In other Google news, UK tabloid newspaper The Daily Mail, has raised the issue of Google's proximity with the UK government, "Tory ministers have held meetings with Google an average of once a month since the General Election," the tabloid revealed.
The close relationship goes back to Mr Cameron's first months as party leader. In 2006 and 2007, he spoke to the annual Google Zeitgeist conference.
There have been at least 23 meetings between Conservative ministers and Google since June 2010. with Prime Minister David Cameron meeting Google three times and Chancellor George Osborne met Google executives four times in past two years.
The links are so strong that in recent years at least three senior figures have moved between the Tories and Google.
Links with media giants are a highly sensitive topic for the Tories. The current section of the Leveson inquiry into Press standards is focusing on the painfully close ties between Rupert Murdoch's News Corp and the Conservatives.

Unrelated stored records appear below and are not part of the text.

PR #934, opened 2018-03-01
Add passwd/group APIs needed for nix-rust/nix#864

ctrlcctrlv:
Hope I did this right. I only added platforms I could personally test. . . 

cc: @gnzlbg

### DIFF
--- a/src/unix/bsd/mod.rs
+++ b/src/unix/bsd/mod.rs
@@ -50,6 +50,13 @@ s! {
         pub pw_fields: ::c_int,
     }
 
+    pub struct group {
+        pub gr_name: *mut ::c_char,
+        pub gr_passwd: *mut ::c_char,
+        pub gr_gid: ::gid_t,
+        pub gr_mem: *mut *mut ::c_char
+    }
+
     pub struct ifaddrs {
         pub ifa_next: *mut ifaddrs,
         pub ifa_name: *mut ::c_char,
@@ -388,6 +395,10 @@ extern {
     pub fn getpwent() -> *mut passwd;
     pub fn setpwent();
     pub fn endpwent();
+    pub fn setgrent();
+    pub fn endgrent();
+    pub fn getgrent() -> *mut group;
+
     pub fn getprogname() -> *const ::c_char;
     pub fn setprogname(name: *const ::c_char);
     pub fn getloadavg(loadavg: *mut ::c_double, nelem: ::c_int) -> ::c_int;
@@ -513,6 +524,18 @@ extern {
                       buf: *mut ::c_char,
                       buflen: ::size_t,
                       result: *mut *mut passwd) -> ::c_int;
+    #[cfg_attr(target_os = "netbsd", link_name = "__getpwent_r50")]
+    #[cfg_attr(target_os = "solaris", link_name = "__posix_getpwent_r")]
+    pub fn getpwent_r(pwd: *mut passwd,
+                      buf: *mut ::c_char,
+                      buflen: ::size_t,
+                      result: *mut *mut passwd) -> ::c_int;
+    #[cfg_attr(target_os = "netbsd", link_name = "__getgrent_r50")]
+    #[cfg_attr(target_os = "solaris", link_name = "__posix_getgrent_r")]
+    pub fn getgrent_r(grp: *mut group,
+                      buf: *mut ::c_char,
+                      buflen: ::size_t,
+                      result: *mut *mut group) -> ::c_int;
     #[cfg_attr(all(target_os = "macos", target_arch ="x86"),
                link_name = "sigwait$UNIX2003")]
     #[cfg_attr(target_os = "solaris", link_name = "__posix_sigwait")]
--- a/src/unix/bsd/mod.rs
+++ b/src/unix/bsd/mod.rs
@@ -1,5 +1,4 @@
 use dox::{mem, Option};
-use unix::group;
 
 pub type wchar_t = i32;
 pub type off_t = i64;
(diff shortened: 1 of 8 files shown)


ctrlcctrlv:
The build is failing on some platforms due to automatically generated tests, I'm not sure how to fix that...

gnzlbg:
> I only added platforms I could personally test. . .

Don't worry about this that much. This is what CI is for :)

src/unix/bsd/mod.rs
```diff
@@ -388,6 +389,10 @@ extern {
     pub fn getpwent() -> *mut passwd;
     pub fn setpwent();
     pub fn endpwent();
+    pub fn setgrent();
+    pub fn endgrent();
+    pub fn getgrent() -> *mut group;
```
gnzlbg: prefer `::unix::group` here, removing the `use unix::group` above

src/unix/notbsd/linux/mod.rs
```diff
@@ -1468,9 +1469,13 @@ extern {
     pub fn setpwent();
     pub fn endpwent();
     pub fn getpwent() -> *mut passwd;
+    pub fn setgrent();
+    pub fn endgrent();
+    pub fn getgrent() -> *mut group;
```
gnzlbg: same here

src/unix/bsd/mod.rs
```diff
@@ -513,6 +518,18 @@ extern {
...
                       result: *mut *mut passwd) -> ::c_int;
+    #[cfg_attr(target_os = "netbsd", link_name = "__getpwent_r50")]
+    #[cfg_attr(target_os = "solaris", link_name = "__posix_getpwent_r")]
+    pub fn getpwent_r(pwd: *mut passwd,
+                      buf: *mut ::c_char,
+                      buflen: ::size_t,
+                      result: *mut *mut passwd) -> ::c_int;
+    #[cfg_attr(target_os = "netbsd", link_name = "__getgrent_r50")]
+    #[cfg_attr(target_os = "solaris", link_name = "__posix_getgrent_r")]
+    pub fn getgrent_r(grp: *mut group,
```
gnzlbg: getgrent_r and getpwent_r are not available on macosx (or looks like it), you should move them to the netbsd and solaris modules.

src/unix/notbsd/linux/mod.rs
```diff
@@ -1826,6 +1831,18 @@ extern {
...
+    pub fn getpwent_r(pwd: *mut passwd,
+                      buf: *mut ::c_char,
+                      buflen: ::size_t,
+                      result: *mut *mut passwd) -> ::c_int;
+    #[cfg_attr(target_os = "netbsd", link_name = "__getgrent_r50")]
+    #[cfg_attr(target_os = "solaris", link_name = "__posix_getgrent_r")]
+    pub fn getgrent_r(grp: *mut group,
+                      buf: *mut ::c_char,
+                      buflen: ::size_t,
+                      result: *mut *mut group) -> ::c_int;
```
gnzlbg: getpwent_r and getgrent_r are not available in `musl`. I think you have to move them to src/unix/notbsd/linux/other/mod.rs

src/unix/bsd/mod.rs
```diff
@@ -388,6 +389,10 @@ extern {
     pub fn getpwent() -> *mut passwd;
     pub fn setpwent();
     pub fn endpwent();
+    pub fn setgrent();
```
gnzlbg: setgrent is not available in freebsd (or it looks like this is the case), you are going to have to put it in the folders of all bsd targets except for the freebsd one :/

alexcrichton:

src/unix/bsd/mod.rs
ctrlcctrlv: setgrent is available in FreeBSD. What gives you the impression it isn't?

https://github.com/freebsd/freebsd/blob/d5842c73935af7f7a7eeaeaec75ad8f3cf6cdf50/include/grp.h#L80

gnzlbg: > setgrent is available in FreeBSD. What gives you the impression it isn't?

Indeed, this buildbot: https://travis-ci.org/rust-lang/libc/jobs/347737123#L1402

Says that the pointer types are incompatible. It looks like its signature was changed in: https://github.com/freebsd/freebsd/commit/786c3926a65879b5dd6c301ca9ccdfda486fd195

from `int setgrent()` to `void setgrent()`. That commit was 2 years ago, but it might be that we are testing against a FreeBSD release that is older as the release where that commit was included. 

You might want to change the signature to `int setgrent()` and see if that fixes the build. If so, please open an issue about updating the FreeBSD version (we can fix that and fix setgrent later).

gnzlbg: If it turns out to be the case that changing the signature to `int setgrent()` fixes this issue, what you can also do is change it back afterwards to `void setgrent()` and whitelist the function here:  https://github.com/rust-lang/libc/blob/master/libc-test/build.rs#L606

By adding a match arm like this:

```rust
// FIXME: need to upgrade FreeBSD version. Issue: rust-lang/libc/xxxxxx
"setgrent" if freebsd => true,
```

ctrlcctrlv:
@alexcrichton The build is now passing :)

gnzlbg:
lgtm

alexcrichton:
Thanks! I think lockfile may need another update though?

ctrlcctrlv:
@alexcrichton Done

gnzlbg:
@ctrlcctrlv nice thanks :) I don't know if nix-rust has some more open issues on libc for missing interfaces (they used to have some at least), but now you guys should be able to quickly add to libc whatever you find its missing :)

PR #936, opened 2018-03-01
Link against kevent@FBSD_1.0 to fix ABI compat with FreeBSD12.

bdrewery:
struct kevent was modified in FreeBSD12.  The @FBSD_1.0 symbol supports the old
structure ABI still.

This allows the `mio` crate tests to now pass on FreeBSD12.


bdrewery:
To be clear, this symbol is available on all FreeBSD versions and not just 12.

PR #937, opened 2018-03-02
Use pre-ino64 FreeBSD symbols to resolve binary compatibility.

bdrewery:
This follows the same method as other platforms like OSX and NetBSD.

This will fix rustup and building from git (once libc is updated for bootstrap)
on FreeBSD12 post-ino64 in https://github.com/freebsd/freebsd/commit/f713b08c027de35b0b8ed9990eabc32e100bee7a.
It also avoids having to hotpatch the stage0 compiler, and HOME/.cargo
libc files on FreeBSD12 to build rust.

The only real pitfall is that this will prevent interaction with inodes that
have an ino_t above the 32-bit limit due to truncation.  On the other hand
Rust won't work at all on 12 without doing this currently.  In general
it should not be a problem for users and if they need 64-bit ino_t they
can use a patched libc, rather than the current state of affairs in
requiring a patched libc to use Rust on 12.

A better, or complementary, approach would be something like proposed in
https://github.com/rust-lang/rfcs/pull/2048 to allow targetting a specific
version of FreeBSD. This would allow Rust to default to this compatibility
mode by targetting FreeBSD10 and still allow targetting FreeBSD12 for 64-bit
ino_t.

The symbol versions used were taken from the old version in
https://github.com/freebsd/freebsd/commit/f713b08c027de35b0b8ed9990eabc32e100bee7a#diff-61a32fcfb7ecd4517665fed591813c57
and
https://github.com/freebsd/freebsd/commit/f713b08c027de35b0b8ed9990eabc32e100bee7a#diff-7f67ccf8b5f44ff2f54eaab0207abb8d.

The scope of functions versioned here differs from other platforms as
not all structs were modified that were on others, such as DIR for
`opendir`, `telldir`, etc.  Only functions using dirent, stat, glob_t,
and dev_t need the changes.

Fixes https://github.com/rust-lang/rust/issues/42681

### DIFF
--- a/src/unix/bsd/freebsdlike/mod.rs
+++ b/src/unix/bsd/freebsdlike/mod.rs
@@ -1151,6 +1151,7 @@ extern {
 
     pub fn fdopendir(fd: ::c_int) -> *mut ::DIR;
 
+    #[cfg_attr(target_os = "freebsd", link_name = "mknodat@FBSD_1.1")]
     pub fn mknodat(dirfd: ::c_int, pathname: *const ::c_char,
                   mode: ::mode_t, dev: dev_t) -> ::c_int;
     pub fn mkfifoat(dirfd: ::c_int, pathname: *const ::c_char,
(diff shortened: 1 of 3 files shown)


bdrewery:
FYI @dumbbell @asomers

alexcrichton:
@bors: r+

Awesome, thanks @bdrewery!

FWIW when we can I think it'd be fine to add things like `stat64` and such like we have on Linux. Although those symbols probably don't actually exist in FreeBSD we could probably get away with pretending they do in this crate (using `#[link_name]`)

PR #1122, opened 2018-11-10
the f macro is unused in some targets

gnzlbg:


gnzlbg:
@alexcrichton this fails because the beta of `x86_64-apple-darwin` is still not shipped with rustup (even though the beta of `i686-apple-darwin` now started shipping again). I manually merged a PR before that had the same issue.

PR #1123, opened 2018-11-16
Use OR in the license field

newpavlov:
According to [The Manifest Format](https://doc.rust-lang.org/cargo/reference/manifest.html):
>Multiple licenses can be separated with a `/`, although that usage is deprecated.  Instead, use a license expression with AND and OR operators to get more explicit semantics.


gnzlbg:
r? @gnzlbg 

bors: r+

PR #1124, opened 2018-11-19
Add SGX target

jethrogb:
This adds support for the `x86_64-fortanix-unknown-sgx` target. See https://github.com/rust-lang/rust/pull/56066 for details.


src/lib.rs
```diff
@@ -158,12 +158,15 @@ cfg_if! {
         pub type uintptr_t = usize;
         pub type ssize_t = isize;
 
+        #[cfg(not(target_env = "sgx"))]
```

Revelations have included the toe-curling text messages between the Prime Minister and the company's former chief executive, Rebekah Brooks. In addition, a series of emails have lifted the lid on the close relationship between News Corp's top lobbyist and Mr Hunt's department during the company's abortive attempt to take over satellite broadcaster BSkyB in 2011.
Labour has also accused the Conservatives of going soft on online porn because of its close relationships with firms such as Google. Last month a Google executive caused outrage when she said it was the fault of parents if their children saw adult content online. The executive in question was Naomi Gummer, who until recently was Mr Hunt's political adviser.
Google was approached by the Tories to store patients' records after the failure of Labour's health IT scheme.
A Google spokesperson said, "It's absolutely right that governments speak with companies about issues that affect their citizens. The British Government makes the list of those meetings publicly available - including the Daily Mail's 34 meetings over the same period." In other words, the Daily Mail has met with the Government almost one and a half times a month (on average) since they entered office - that's quite a bit more than Google has. It's likely those were high-level meetings, not editorial ones.
The paper concludes, "Rachel Whetstone is not the only senior Tory official to have links to Google. Naomi Gummer, daughter of Mr Cameron's Oxfordshire neighbour Lord Chadlington, worked with Miss Whetstone in Google's public policy division and is still an executive there. She was previously an adviser to Culture Secretary Jeremy Hunt. Amy Fisher, Caroline Spelman's special adviser since last year, did a stint at Google as a press officer with Miss Whetstone."